Side Effects of Salt

As a student at Smith in the late 1980s and early 1990s, Amy Larson Rhodes fell in love with geology. She attributes this in part to the professors who challenged her, broadened her vision, and cared deeply about her education. She had no idea, then, that just a few years later, she would become one of those professors herself. In what she calls “the dream scenario,” Rhodes returned to Smith as a visiting professor only five years after her 1991 graduation, with a new Ph.D. in geochemistry from Dartmouth in hand. A few years later, after the minor in environmental science and policy had been established, Rhodes was hired into a new tenure-track line in environmental geology and has remained at Smith ever since.

Rhodes notes that one crucial difference between her two eras at Smith is the increased number of courses about the environment. When she was a student, she could practically count the environmentally-focused courses offerings on one hand. Now, the environmental science and policy program is one of the most popular at Smith, and Rhodes remains deeply involved.

In graduate school, Rhodes primarily studied the geochemistry of ore deposits. Since she’s been at Smith, her focus has shifted to aqueous geochemistry, meaning that she thinks primarily about water chemistry, water quality, and soil. One recent project has looked at the impact of road salt contamination on local waterways. Early in her Smith faculty career, Rhodes was involved in an interdisciplinary project about the Mill River watershed where faculty and students studied the effects of both natural and human activity on the watershed. One of the biggest pollutants, it turned out, was road salt. That early project spurred Rhodes’ continued interest in this persistent issue. As a CEEDS faculty fellow in 2022–23, Rhodes advised Frances Li ‘23J on her environmental science and policy honors thesis, which explored the impact of road salt contamination from campus roads and walkways on Lyman Pond, the Mill River, and associated soils and sediments.
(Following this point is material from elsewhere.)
PR #1305, opened 2018-09-26
connector/saml: make unparsable (trailing) data an error

### LINKED ISSUE #1304: SAML connector: if second cert is not formatted correctly, no error surfaces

Rhodes notes that Smith has been “fairly thoughtful about its de-icing protocols.” Currently Smith’s protocol for ice treatment in winter has three parts: a liquid deicing agent pretreatment, a magnesium chloride application on steps and walkways near buildings and the botanic garden, and a sand-salt mixture on the roads. Smith’s facilities department contends that the liquid pretreatment reduces the amount of salt and sand they need to use later. Rhodes doesn’t disagree but also points out that “the effects of this pre-treatment on water chemistry are unknown.” In the summer of 2022, Rhodes and Li set out to investigate.
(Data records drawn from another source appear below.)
PR #1320, opened 2018-10-18
Made work with Cisco Ping Federate Public OIDC Implementation

dcwangmit01:
* Smoothed over the quirks of Cisco Ping Federate
* The Cisco OIDC provider does not return email in claims.
  * Get email from userInfo if it doesn't exist.
* Get groups from Ping Federate userinfo "memberof" key.
  * Parse/filter groups to only match 'CN=(kube-.*?)'
    groupnames such as 'kube-admin'
* Implemented the passthrough of Refresh token

### DIFF
--- a/.gitignore
+++ b/.gitignore
@@ -1,3 +1,4 @@
 bin
 dist
 _output
+vendor
--- a/Dockerfile.localbuild
+++ b/Dockerfile.localbuild
@@ -1,0 +1,14 @@
+FROM debian:latest
+
+RUN echo "Install OS packages" && \
+    apt-get -y update && apt-get --no-install-recommends -y install \
+        ca-certificates && \
+    apt-get -y clean && apt-get -y autoremove && rm -rf /var/lib/apt/lists/*
+
+# Import frontend assets and set the correct CWD directory so the assets
+# are in the default path.
+COPY web /web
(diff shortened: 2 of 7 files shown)


dcwangmit01:
Oops.  Hit the wrong button.  Closing.

dcwangmit01:
Actually @ericchiang , if any parts of this are upstream-able, let me know.  There are two pieces that I think might qualify.

1) First, I've modified dex to pull the email claim from the userinfo endpoint if the upstream id_token doesn't have it.  Many downstream Dex clients such as gangway and oauth2_proxy expect "email" to be returned as a claim in the id_token.  Most identity providers do this automatically as a convenience, but some IDPs such will not return the email in the id_token, and thus expect the client to query the userinfo endpoint.  The latter behavior is still in-line with the OIDC spec.  See this [stackoverlow](https://stackoverflow.com/a/50928319) for explanation.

Rhodes and Li took samples from the pipes that collect water from the storm drains around campus. Then, they analyzed the samples to see what the water chemistry looked like. What they found was “very high concentrations of chloride that would come from de-icing agents,” primarily sodium chloride from the sand-salt mix but also detectable levels of magnesium chloride, presumably from the other two applications. One pipe in particular had “extraordinarily high” sodium chloride levels, and Rhodes and Li realized that it “was one of the pipes that would have collected some storm runoff from storm drains on Elm Street,” which is treated by the City of Northampton rather than by Smith. Even though, it hadn’t been in their original plan, Rhodes and Li went on to sample water from the traps of the storm drains as well as from the pipes. Li eventually created what Rhodes calls a “heat map of the water chemistry in those storm drains.”

Perhaps not surprisingly, the conclusion that Rhodes and Li reached is that the road salt problem is an “intractable” one with no easy fix. No matter how careful Smith is with its ice treatment protocols, the fact that runoff from nearby Northampton roads also eventually ends up in Smith’s ponds, means that there is no simple solution. Still, Rhodes hopes that her work with Li might have an impact: “You could think of Smith as a little tiny town in a way and if we could demonstrate that there are ways to manage snow and ice that use less salt that could be a model.” She adds, “Maybe that's too Pollyanna-ish. But at least if we can try to understand what's going on here, then that might help us understand what's going on someplace else.”